She paused and, me failing to respond, she continued her voice beginning to quiver, “I’ve thought about you a lot, Travis. I’m sorry for treating you like I did, you know, like I did back then. I’ve wanted to see you for a long time, but you fell off the radar. I knew you came here a lot to visit, but you were never around. I’m sorry this circumstance was what finally gave me the chance to see you. ”
I grunted a response, not feeling much like hashing out old stuff. I looked by her, not wanting to meet her eyes.
She continued, “It was wrong of me, I know, just all of a sudden, I don’t know, just to ignore you like I did. It was stupid but I wanted to explore, to have girlfriends and check out other guys. We were always so close, I needed space. I should’ve talked to you then, I shouldn’t have just cut you off like I did, but I was young and didn’t know how to talk to you about the things I felt. I’m sorry. I know I must have hurt you.”
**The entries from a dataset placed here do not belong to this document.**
PR #18, opened 2016-08-18
Added equality helper and assert message for allClose

timj:


python/lsst/utils/tests.py
```diff
@@ -538,7 +538,8 @@ def plotImageDiff(lhs, rhs, bad=None, diff=None, plotFileName=None):
 
 @inTestCase
 def assertClose(testCase, lhs, rhs, rtol=sys.float_info.epsilon, atol=sys.float_info.epsilon, relTo=None,
-                printFailures=True, plotOnFailure=False, plotFileName=None, invert=False):
+                printFailures=True, plotOnFailure=False, plotFileName=None, invert=False,
+                msg=None):
```
TallJimbo: Formatting just looks a little weird; why not just add this to the previous line?  (Obviously not a big deal.)

r-owen:
I agre with @timj

python/lsst/utils/tests.py
```diff
@@ -566,6 +567,7 @@ def assertClose(testCase, lhs, rhs, rtol=sys.float_info.epsilon, atol=sys.float_
     @param[in]  invert         If True, invert the comparison and fail only if any elements *are* equal.
                                Used to implement assertNotClose, which should generally be used instead
                                for clarity.
+    @param[in] msg             String to include in error message when assert fails.
```
r-owen: The string appears to be appended; is it worth documenting that?

python/lsst/utils/tests.py
r-owen: I agree.

Also (existing issue) lhs and rhs are documented to be scalars or np arrays, but this code also works with other kinds of sequences of numbers. Please document that fact.

python/lsst/utils/tests.py
```diff
@@ -631,3 +636,13 @@ def assertNotClose(testCase, lhs, rhs, **kwds):
     See assertClose for more information.
     """
     return assertClose(testCase, lhs, rhs, invert=True, **kwds)
+
+
+@inTestCase
+def assertEqualFloatingPoint(testCase, lhs, rhs, **kwargs):
```
r-owen: I'm not convinced we need this, since assertEqual does the same job, but if you are doing to add it, I suggest a name assertFloatsEqual, i.e. put the type before the comparison, preferably abbreviated a bit), to match existing assertAngles..., assertWcs..., assertImages..., etc.

Also, please add assertFloatsNotEqual for symmetry.

tests/utils.py
```diff
@@ -42,7 +42,9 @@
 
 
 class UtilsTestCase(lsst.utils.tests.TestCase):
-    """A test case for Utils"""
+    def setUp(self):
+        self.a = numpy.zeros((5, 5), dtype=float)
+        self.b = numpy.zeros((5, 5), dtype=float)
```
r-owen: I'm a bit surprised that you changed to preallocate this, since it's so fast to allocate what you want, but it's just a matter of taste

python/lsst/utils/tests.py
timj: and also for symmetry with `assertListEqual` from `unittest`.

python/lsst/utils/tests.py
parejkoj: Good point: fixed.

python/lsst/utils/tests.py
parejkoj: I've reworked the formatting to be clear with the new name, and clarified the lhs/rhs docstrings.

python/lsst/utils/tests.py
parejkoj: unittest.assertEqual doesn't work on numpy arrays, nor on numpy array vs. scalar comparisons, hence why we need the exact equality version. I've renamed them all to assertFloats*.

tests/utils.py
parejkoj: It's not a speed question, but a "we need these everywhere, and might as well be consistent about it." It doesn't really matter, and I can move it all back into the individual functions. I've now split up them up even more, to have each test only test one method.

r-owen: Fair enough. No need to change it.

python/lsst/utils/tests.py
```diff
@@ -620,14 +623,42 @@ def assertClose(testCase, lhs, rhs, rtol=sys.float_info.epsilon, atol=sys.float_
...
+    """
+    Assert that lhs == rhs (both numeric types, whether scalar or array).
+
+    See assertClose (called with rtol=atol=0) for more information.
+    """
+    return assertFloatsAlmostEqual(testCase, lhs, rhs, rtol=0, atol=0, **kwargs)
+
+
+@inTestCase
+def assertClose(*args, **kwargs):
```
r-owen: sweet

tests/utils.py
```diff
@@ -21,79 +21,161 @@
...
-        self.assertNotClose(a, b, rtol=1E-12, relTo=100.0)
-        a[:, :] = numpy.arange(-12, 13).reshape(5, 5)
-        b[:, :] = a
-        b[2, :] += numpy.linspace(-1E-4, 1E-4, 5)
-        self.assertClose(a, b, rtol=1E-3, atol=1E-4)
-        if False:
-            # set to True to test plotting and printing by-eye when tests fail
+    def setUp(self):
+        self.large = 100.
+        self.epsilon = 1e-8
```
r-owen: Why not use sys.float_info.epsilon here? No big deal, just curious.

tests/utils.py
```diff
@@ -21,79 +21,161 @@
...
+        self.zeros = np.zeros((5, 5), dtype=float)
+        self.zeros2 = np.zeros((5, 5), dtype=float)
+        self.epsilons = np.zeros((5, 5), dtype=float) + self.epsilon
+        self.larges = np.zeros((5, 5), dtype=float) + self.large
+        self.larges2 = np.zeros((5, 5), dtype=float) + self.large
```
r-owen: Why pre-compute the copies? I suspect it would be slightly clearer to set larges2=self.larges2.copy() when needed. But no big deal.

tests/utils.py
parejkoj: This epsilon is used in some tests, while others just take the default value, to test both the defaults and passing a kwarg.

tests/utils.py
parejkoj: I don't want to test `x==x`, but rather `x==y` where y was create in the same way as x. Maybe the distinction isn't important. But this is the place to do it, so I can always just use the thing later on.

Also, the places I use `.copy()` here are so that I can slightly tweak the values for later testing.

I grunted again, not having any response. The anger and confusion I felt back then came rushing back. She didn’t say anything, just stood there.
Then, with dripping sarcasm in my voice, I said, “I’m sorry. I don’t know what to say. Seeing you after all these years, the way things happened back then. You really hurt me. Just all of a sudden you ignored me, like I was a pariah or something. I thought we were friends. But no, you went off made other friends. Never talked to me. You were popular. I was just another kid. Maybe it was my fault that I never really had any really close friends in high school. I don’t know, but I hated it.”
After several long moments, I looked over and saw her standing limply with her hands at her sides, her palms turned towards me as if pleading. She had tears running down her cheeks.
Seeing her just then, took me back in time to when we were maybe twelve, I remembered her pleading with me over some probably inconsequential thing. I remembered the fondness we had for each other. The anger, hurt, and regret faded away like the morning mist in fresh sunlight and tears wanted to also swell my eyes. I did something crazy, something I had wanted to do back when we were kids, I went to her took her in my arms, raised her chin gently and kissed her with all the pent up passion and love for her I didn’t know I had been carrying with me for twenty-five years. I felt her body stiffen for a moment and then relax, her arms went around my neck and she responded to my kiss with the same passion.
We took a breath, she whispered, “I’ve always loved you, Travis. I had to grow up before I realized it. By then you were gone. I’ve longed for this moment, not thinking it would ever happen, to hold you close, to kiss you, to feel your warmth.”
I was savoring her, wanting her, desiring her. I heard the night sounds coming through the screen door, crickets seemed louder, more frogs had joined the chorus, somewhere close by an owl hooted.
I whispered back, “I don’t want to ever lose you again. I never want to let you go. Don’t go away from me again. Please.”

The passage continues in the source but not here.